# Irlanda del Nord - Olanda 1976



## Fabry_cekko (26 Gennaio 2013)

ragazzi su fb gira un link su questa partita
copio il pezzo
Era il 1976, si giocava Irlanda del Nord - Olanda. Al 5' minuto Best prende palla, salta un uomo, ne salta un altro, ma non punta la porta punta il centro del campo, punta Cruyff. Gli arriva davanti gli fa una finta di corpo e poi un tunnel, poi calcia via il pallone, si gira e gli dice "Tu sei il più forte di tutti ma solo perché io non ho tempo".
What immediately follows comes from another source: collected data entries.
PR #230, opened 2018-01-19
Save and restore hooks

noscript:
Adds two for save restore events, that could be used to e.g. save and restore terminal window geometry, like so:

```
set -g @resurrect-save-hook 'eval $(xdotool getwindowgeometry --shell $WINDOWID); echo 0,$X,$Y,$WIDTH,$HEIGHT > $HOME/.tmux/resurrect/geometry'
set -g @resurrect-restore-hook 'wmctrl -i -r $WINDOWID -e $(cat $HOME/.tmux/resurrect/geometry)'
```

### DIFF
--- a/scripts/restore.sh
+++ b/scripts/restore.sh
@@ -344,6 +344,9 @@ restore_active_and_alternate_sessions() {
 main() {
 	if supported_tmux_version_ok && check_saved_session_exists; then
 		start_spinner "Restoring..." "Tmux restore complete!"
+		if [ -n "$(restore_hook)" ]; then
+			eval "$(restore_hook)"
+		fi
 		restore_all_panes
 		restore_pane_layout_for_each_window >/dev/null 2>&1
 		if save_shell_history_option_on; then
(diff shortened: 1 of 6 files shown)


scripts/save.sh
```diff
@@ -325,6 +325,9 @@ main() {
 			stop_spinner
 			display_message "Tmux environment saved!"
 		fi
+		if [ -n "$(save_hook)" ]; then
+			eval "$(save_hook)"
+		fi
```
ashb: This should be just after the `save_all`

scripts/restore.sh
```diff
@@ -344,6 +344,9 @@ restore_active_and_alternate_sessions() {
 main() {
 	if supported_tmux_version_ok && check_saved_session_exists; then
 		start_spinner "Restoring..." "Tmux restore complete!"
+		if [ -n "$(restore_hook)" ]; then
+			eval "$(restore_hook)"
+		fi
```
ashb: Tricksy one - I would like a hook that is run for each pane. Once you add one hook people quickly want a hook everywhere, eh?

non è che qualcuno riesce a trovare la partita o almeno l'azione??


----------



## admin (26 Gennaio 2013)

Ecco le immagini della partita, ma non c'è nulla di quello che hai riportato. Io, sinceramente, non ho mai sentito nulla a proposito. Mi sembra proprio la solita balla in pieno stile facebook


----------



## Fabry_cekko (27 Gennaio 2013)

si ho cercato un po' sulla rete e pare essere una cavolata...neanche sull'autobiografia di Best c'è scritto...cmq rimane un grandissimo


----------



## admin (27 Gennaio 2013)

Sì, lascia perdere facebook per queste cose. E' ottimo per tenersi in contatto e per condividere cose con gli amici, ma i vari gruppi sono da mani nei capelli


----------